Labs

Behavioral Neuroscience Lab is a systems neuroscience laboratory investigating the neuronal basis of fear memory, depression and anxiety. We utilize various anatomical, electrophysiological and behavioral techniques in rodents to study the specific neuronal subcircuits and differential functions of several limbic brain structures in the aforementioned cognitive-affective processes. We constitute a large research group with graduate and undergraduate students from diverse academic backgrounds.

Please check out the applicants page if you are interested in joining our scientific endeavor for a short-term training or a graduate study at Boğaziçi University.

PI : Güneş Ünal

In Cognitive Processes Laboratory, we are doing mainly basic but also some applied research.
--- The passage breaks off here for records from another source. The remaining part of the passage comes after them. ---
Issue #8076, opened 2026-01-15
Async blocking in FluentValidation extension methods used across validators


Navidliverpool:
Async blocking in FluentValidation extension methods used across validators

Description

While reviewing the validation infrastructure, I found a widespread async issue caused by custom FluentValidation extension methods that synchronously block on async code. The issue exists across the solution and affects a large number of validators.

Root Cause

`RuleBuilderOptionsExtension.cs`

This file defines async extension methods that block on tasks using `.Result`:

* `WithMessageAwait()` (3 overloads)
* `MustAwait()`
* `WhenAwait()`

These methods are reused extensively by validators throughout the solution.

Scope

Verified usages affect 100+ validator files, including:

* Admin validators (catalog, customer, message/email, settings, shipping, tax, store)
* Public validators (`RegisterValidator`, `LoginValidator`, `CustomerInfoValidator`, `ContactUsValidator`, `AddressValidator`, etc.)
* Plugin validators (`Tax.Avalara`, `Payments.PayPalCommerce`, `Widgets.FacebookPixel`, and others)

Impact

* Blocking async code with `.Result` introduces a potential deadlock risk in ASP.NET Core
* Causes thread blocking, reducing scalability under load
* Affects the core validation layer, not isolated functionality

Suggested Direction

FluentValidation v10+ provides native async validation support. A possible approach would be to remove these custom extension methods and migrate validators to the built-in async APIs:

* `MustAwait()` → `MustAsync()`
* `WhenAwait()` → `WhenAsync()`
* Refactor `WithMessageAwait()` usages to proper async validation patterns

This would be a larger refactor, but it would align the codebase with FluentValidation’s supported async model and avoid synchronous blocking in validation logic.

Should this approach be considered acceptable, I would be glad to contribute an implementation.

skoshelev:
Closed #8076

PR #8079, opened 2026-01-17
Refactor FluentValidation validators to remove synchronous blocking #8076

Navidliverpool:
## Description
This PR refactors FluentValidation validators throughout the nopCommerce solution to remove synchronous blocking on async operations.

Problem
The custom `RuleBuilderOptionsExtension.cs` methods used `.Result` on `Task<string>` objects, which:
- Blocks threads unnecessarily
- Impacts performance under load
- Affects all user registrations, logins, and form validations

Solution
- **Deleted** `RuleBuilderOptionsExtension.cs` (source of the bug)
- **Updated** all validators to use FluentValidation's native async methods:
  - `MustAwait` → `MustAsync` (with CancellationToken)
  - `WhenAwait` → `WhenAsync` (with CancellationToken)
  - `WithMessageAwait` → `WithMessage` (with resource keys)
- **Updated** affected tests to use `TestValidateAsync`

Benefits
✅ Removes synchronous blocking in validators  
✅ Follows FluentValidation best practices  
✅ Improves performance and scalability  
✅ No behavioral changes to validation logic  

Testing
- ✅ All existing tests pass  
- ✅ Build successful  
- ✅ No breaking changes  

Files Changed
- **Deleted:** 1 file (`RuleBuilderOptionsExtension.cs`)  
- **Modified:** 102 files (101 validators + 1 test)


skoshelev:
Hi @Navidliverpool!

Hi. Thank you very much for your help. However, this isn't a solution, as instead of an error message, the user will see the locale name.

image

It's also important to note that this code works without any issues and doesn't cause any deadlocks or thread exhaustion, so we need to find a good alternative to calling .Result or .GetAwaiter().GetResult(). But there is no rush in this.

Navidliverpool:
@skoshelev 
Hi, thank you for the clarification. That makes sense — I missed the localization impact. I apologise for the mistake. I’ll keep this in mind and follow up if I find a suitable approach. Thanks again for the feedback.

Navidliverpool:
Closing this PR for now. I'll submit a new one once I have a proper solution. Thank you @skoshelev again.

Issue #8000, opened 2025-12-02
More user-friendly display of quantity validation messagen when submitting return request


anikdasbs23:
nopCommerce 4.90.2

When the submit button is clicked without selecting a quantity, the return request form should remain visible. Instead of disappearing, it should show a validation message at the top of the page

**Steps to Reproduce:**

1. Log in with valid customers credentials.
2. Complete checkout for a product 
3. Log in with valid admin credentials and complete shipment
4. Log in with valid customer credentials again and navigate to orders
5. Click on the return request
6. Submit the forms without selecting qty

**Solution:**
Let's refactor the "ReturnRequestSubmit" method logic (and its view) so when we have the "ReturnRequests.NoItemsSubmitted" error after "_returnRequestModelFactory.PrepareSubmitReturnRequestModelAsync" execution, then this error is displayed as a validation message (not like a result)

Video:
https://jam.dev/c/9fac833a-37f8-4d61-a5aa-63269b09037d

AndreiMaz:
Thanks a lot! Although quantity could be 0 in some cases (when you have multiple products), I'll update the issue description accordingly

jat-zare:
I have read the relevant code and I would like to create a PR.
We can show an error barNotification to the user if they didn't select any item at all.
Are you open to PR? @AndreiMaz , @DmitriyKulagin

DmitriyKulagin:
@jat-zare Yes you can do PR

DmitriyKulagin:
Closed #8000

PR #8082, opened 2026-01-21
Add client-side validation to require at least one item in return request (#8000)

jat-zare:
Hi @DmitriyKulagin 

This PR addresses issue #8000
**Changes:**
- Added client-side validation on return request form submission
- Prevent submission if no product has quantity > 0
   - Show localized error notification: `displayBarNotification('@T("ReturnRequests.Submit.Errors.NothingSelected")', 'error', 4000);`


DmitriyKulagin:
Hi @jat-zare,

Thank you for your contribution, but we decided not to implement this check on the client side to avoid duplicating logic. You can see our implementation in this commit - https://github.com/nopSolutions/nopCommerce/commit/ecccfd88db433af80a146ade4ac47b5a4f4c4c97

PR #204, opened 2018-03-28
[10.0] add report_xlsx_helper

luc-demeyer:
This 'report_xlsx' add-on module adds the same functional level as the V8.0 report_xls module for creating xlsx reports (the functional coverage is actually a little bit higher than report_xls and the usability is highly improved).
I therefor recommend that we do not merge this functionality as a separate module but that the functionality in this module get merged into the report_xlsx module so that report_xlsx becomes a valid successor of the old report_xls module.

I'll rework this PR if the 'reporting-engine' PSC agrees to move towards a single xlsx  reporting engine module.


pankk:
This sounds like a good idea. If I understand correctly doing this will not break anything, as the changes you propose to add to report_xlsx will be strictly additive. The features in report_xlsx before the intended merge will remain the same. I'm in favor of your idea. I'd love to hear the opinion of others whether or not modularity is preferred in a case such as this though.

sbidoul:
I personally prefer to keep a separate `report_xlsx_helpers`, in order to keep the core `report_xslx`module small and easier to maintain for those who do not need the helpers.

pedrobaeza:
OK, but please remove the plurals in module name.

pankk (approved):
Fixed the boolean is integer pitfall.
int, long, float; yes, I don't think anyone will want to export complex numbers from Odoo any time soon. All good.

pedrobaeza:
But Travis is still red

luc-demeyer:
Travis is red because of bi_view_editor/models/bve_view.py:208: [E8103(sql-injection), 
No relation with this PR hence should not be blocking to merge this one.

@astirpe : any idea on the best way to greenify the bi_view_editor ?

astirpe:
@luc-demeyer you can add:
```
# pylint: disable=sql-injection
```
like we did in https://github.com/OCA/reporting-engine/pull/202

astirpe:
Anyway the warning on the bi_view_editor was not the cause of the travis failure.
It's this one:
```
report_xlsx_helper/report/abstract_report_xlsx.py:17: [R8110(old-api7-method-defined), AbstractReportXlsx.create] Method defined with old api version 7
```

luc-demeyer:
travis logs gives an overview of checks that are executed but do not affect the build status, the 'old-api7-method-defined' is in the list of non-blocking checks, cf. section:
"Next checks are still in beta they won't affect your build status for now:"

The first sql-injection error is gone now.
I added the pylint disable to clear the remaining two sql-injection pylint errors.

astirpe:
So it's the other one :smile:

luc-demeyer:
@pedrobaeza 
Pedro, it looks like I need your help on this one.
The "# pylint: disable=old-api7-method-defined" doesn't seem to work since pylint continues to report the error. I am sure it will take you less than a minute to tell me what is the right syntax to greenify this PR.

pedrobaeza:
I'm afraid you are not interpreting correctly the Travis log. It's true that warnings are not good differentiated from real errors, although the ideal is to not have any of both, but the real error is:
```
report_xlsx_helper/report/abstract_report_xlsx.py:558: [W8112(eval-referenced), AbstractReportXlsx._eval] "eval" referenced detected.
```
A use of an unsecured eval which is a security risk, and thus an error. Replace it with a `safe_eval` call (which is safer, although not infallible).

luc-demeyer:
@pedrobaeza 
Thanks for the help.
I had already a pylint disable on the eval (since this is code coming from the 8.0 report_xls module, but travis now seems to give another warning number. The code already includes documentation why eval is safe in this particular case.

A question on travis log: 
would it be possible to use a consistent color on blocking warnings (e.g. always red) so that non-travis skilled contributors like me can rapidly identify what needs to be corrected ?

tarteo (changes requested):
Can you increase coverage please.

luc-demeyer:
@pedrobaeza 
I have no idea what's wrong this time. It looks like travis job 844.2 simply stopped running.
Can you help me out (once again) ?

pedrobaeza:
Sometimes Travis fails by unknown circumstances. Restarting the build should make the trick. I have already restarted it. Let's see.

luc-demeyer:
Finally all green. 
I think this PR is ready for merge.

tarteo (approved):

tarteo:
@luc-demeyer Thanks! :blush:

report_xlsx_helper/report/abstract_report_xlsx.py
```diff
@@ -0,0 +1,561 @@
...
+
+from odoo import api, fields, _
+from odoo.addons.report_xlsx.report.report_xlsx import ReportXlsx
+from odoo.exceptions import UserError
+
+
+class AbstractReportXlsx(ReportXlsx):
+
+    # pylint: disable=old-api7-method-defined
+    def create(self, cr, uid, ids, data, context=None):
```
pedrobaeza, line 18: I don't get why do you need to put this in "old API"

luc-demeyer:
@pedrobaeza 
the underlying code for this method in Odoo standard addons as well as in the OCA report_xlsx module is still in old api. So I simply didn't touch it. It don't think this should be blocking for merging this PR. 

I am prepared to make a subsequent PR (hence after merging this one) that changes the create method in both report_xlsx and report_xlsx_helper to the new api.

PR #208, opened 2018-04-16
[IMP] check for template data, not for the id

hbrunn:
we should check if a template actually has data, given the binary field is not required: https://github.com/hbrunn/reporting-engine/blob/12be6cbca8895514e0cc63ad012876f9e0ec67e3/report_py3o/models/py3o_template.py#L11


lmignon (approved):
@hbrunn Thank you for the fix!

lmignon:
@alexis-via Can you check this one so we can merge-it? Thanks in advance.

alexis-via (approved):

PR #213, opened 2018-04-27
[FIX] Javascript definition name was duplicated

etobella:
Javascript function name was duplicated and was giving problem when `report_xlsx` and `report_xml` where both installed.


pedrobaeza (approved):
Fast-tracking as critical

PR #216, opened 2018-05-15
[11.0][MIG] report_py3o (Work in progress)

BT-nfrei:
Hello everyone,
This PR is just a starting point for the migration of this module. At brain-tec, we like this module and we will contribute to its migration to 11.0.
After looking at the technical implementation in 10.0, we still have some doubts about the parser part (report_sxw/rml_parse, contexts). So it would be nice to get some inputs from the initial creators like @lmignon, @alexis-via or @guewen.
In 11.0, it seems quite clear that we have to move away from the SXW/RML technology. So I'm not sure if we should try to keep as much as possible from the current implementation or maybe get some inspiration from report_xlsx which is already migrated to 11.0.
So if you have inputs or advice, please let us know.


lmignon:
@BT-nfrei You're welcome to migrate this module.  I have not yet had the opportunity to look in detail at the implementation of V11 reports and V10 changes but it seems to me that the way to go would be as follows...

To declare our py3o report, we just need to inherit from `ir.actions.report`, add `py3o`into the `report_type` selection, implement the method `render_py3o` and override `_get_report_from_name`

```python
from odoo import api, fields, models, _
from odoo.exceptions import UserError


class ReportAction(models.Model):
    _inherit = 'ir.actions.report'

    report_type = fields.Selection(selection_add=[("py3o", "py3o")])

    @api.model
    def render_py3o(self, docids, data):
        ....

    @api.model
    def _get_report_from_name(self, report_name):
        res = super(ReportAction, self)._get_report_from_name(report_name)
        if res:
            return res
        report_obj = self.env['ir.actions.report']
        qwebtypes = ['py3o']
        conditions = [('report_type', 'in', qwebtypes),
                      ('report_name', '=', report_name)]
        context = self.env['res.users'].context_get()
        return report_obj.with_context(context).search(conditions, limit=1)
```
You should also move all the fields from https://github.com/OCA/reporting-engine/blob/10.0/report_py3o/models/ir_actions_report_xml.py into `ReportAction`

We can keep the implementation of the logic to render the report into the wizard as it's done in 10.0 https://github.com/OCA/reporting-engine/blob/10.0/report_py3o/models/py3o_report.py#L83
All you need to do is to replace the field `ir_actions_report_xml_id` by `ir_actions_report_id`

By keeping the wizard we ease the maintenance of this module across versions and the implementation of `render_py3o` could look like

```python
    @api.model
    def render_py3o(self, docids, data):
        report = self.get_report_from_name(self.report_name)
        return self.env['py3o.report'].create({
                'ir_actions_report_id': report.id
         }).create_report(res_ids, data)
```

Our main areas of research are working memory, visual/spatial working memory, memory for music, metamemory, and culture and cognition as well as memory processes in psychopathology and levels of awareness.

PI : Esra Mungan

Our laboratory studies the somatosensory system, specifically the sense of touch by using various experimental techniques. We have separate setups dedicated to single/multi-electrode spike recording and microinjection in neurophysiology, human psychophysics, and behavioral experiments in rats. We mainly do histology, neurophysiology and pharmacological interventions on frogs, rats, and rabbits. The psychophysics setup is used on human subjects for collecting behavioral, evoked potential, and EEG data.

PI : Burak Güçlü

Bogazici University Vision Laboratory is a research unit founded under the Department of Psychology in 2015 with the contribution of Bogazici University Scientific Research Projects Start-Up Funding Scheme awarded to Dr İnci Ayhan as principal investigator. Committed to the interdisciplinary research of human vision, our lab team consists of cognitive science master students, as well as graduate and undergraduate psychology students.

Our ongoing projects mainly focus on the psychophysical investigation of time perception, visuo-motor interaction, scene recognition, motion prediction and emotionally ambiguous faces. We are also connected to the Department of Computer Engineering via collaborative computational work and to the Department of Philosophy via reading groups and co-supervised thesis projects. Our international collaborators include Prof Alan Johnston, Dr Shinya Nishida and Prof Johannes Zanker.